(GIVEN INFORMATION)
PR #5760, opened 2026-04-15
update defines for new format etc

CrackedPixel:
i saw a comment suggesting to "undefine", but this no longer works. 

[raymath.h was updated here](https://github.com/raysan5/raylib/blob/master/src/raymath.h#L33) to show 0/1 sort of thing so i tried to follow that while also mentioning to define as 0/1 in the file OR the build system (since that is supported now)

all added values are set to match the default values in config.h

### DIFF
--- a/src/config.h
+++ b/src/config.h
@@ -252,6 +252,9 @@
 #ifndef SUPPORT_FILEFORMAT_PIC
     #define SUPPORT_FILEFORMAT_PIC      0       // Disabled by default
 #endif
+#ifdef SUPPORT_FILEFORMAT_PNM
+    #define SUPPORT_FILEFORMAT_PNM      0       // Disabled by default
+#endif
 #ifndef SUPPORT_FILEFORMAT_KTX
     #define SUPPORT_FILEFORMAT_KTX      0       // Disabled by default
 #endif
--- a/src/rtext.c
+++ b/src/rtext.c
@@ -3,22 +3,22 @@
 *   rtext - Basic functions to load fonts and draw text
 *
 *   CONFIGURATION:
-*       #define SUPPORT_MODULE_RTEXT
+*       #define SUPPORT_MODULE_RTEXT 1
 *           rtext module is included in the build
 *
-*       #define SUPPORT_FILEFORMAT_FNT
-*       #define SUPPORT_FILEFORMAT_TTF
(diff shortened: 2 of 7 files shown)


src/config.h
```diff
@@ -252,6 +252,9 @@
 #ifndef SUPPORT_FILEFORMAT_PIC
     #define SUPPORT_FILEFORMAT_PIC      0       // Disabled by default
 #endif
+#ifdef SUPPORT_FILEFORMAT_PNM
+    #define SUPPORT_FILEFORMAT_PNM      0       // Disabled by default
+#endif
 #ifndef SUPPORT_FILEFORMAT_KTX
```
CrackedPixel, line 258: this was missing but im not sure if you want it added 🤷‍♂️

src/rtext.c
```diff
@@ -3,22 +3,22 @@
...
-*       #define SUPPORT_FILEFORMAT_TTF
-*       #define SUPPORT_FILEFORMAT_BDF
+*       #define SUPPORT_FILEFORMAT_FNT 1
+*       #define SUPPORT_FILEFORMAT_TTF 1
+*       #define SUPPORT_FILEFORMAT_BDF 0
 *           Selected desired fileformats to be supported for loading. Some of those formats are
-*           supported by default, to remove support, comment unrequired #define in this module
+*           supported by default, to remove support, #define as 0 in this module or your build system
 *
-*       #define TEXTSPLIT_MAX_TEXT_BUFFER_LENGTH
```
CrackedPixel, line 15: this was incorrectly named here. if you look at the function it is `MAX_TEXT_BUFFER_LENGTH` without the `TEXTSPLIT_` prefix

raysan5:
@CrackedPixel I'm merging this change but note that those comments were added when configuring those features was dependant only on the define, I think the comments should be reworded in a diffrent way to better explain those configuration options. I take note for the future.

src/config.h
```diff
@@ -252,6 +252,9 @@
 #ifndef SUPPORT_FILEFORMAT_PIC
     #define SUPPORT_FILEFORMAT_PIC      0       // Disabled by default
 #endif
+#ifdef SUPPORT_FILEFORMAT_PNM
```
steampuker, line 255: Shouldn't this be #ifndef?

(EXERCISE REQUIREMENTS) Within the material above, find every line containing the word "this" and copy it.

(EXERCISE RESPONSE)
i saw a comment suggesting to "undefine", but this no longer works. 
CrackedPixel, line 258: this was missing but im not sure if you want it added 🤷‍♂️
-*           supported by default, to remove support, comment unrequired #define in this module
+*           supported by default, to remove support, #define as 0 in this module or your build system
CrackedPixel, line 15: this was incorrectly named here. if you look at the function it is `MAX_TEXT_BUFFER_LENGTH` without the `TEXTSPLIT_` prefix
@CrackedPixel I'm merging this change but note that those comments were added when configuring those features was dependant only on the define, I think the comments should be reworded in a diffrent way to better explain those configuration options. I take note for the future.
steampuker, line 255: Shouldn't this be #ifndef?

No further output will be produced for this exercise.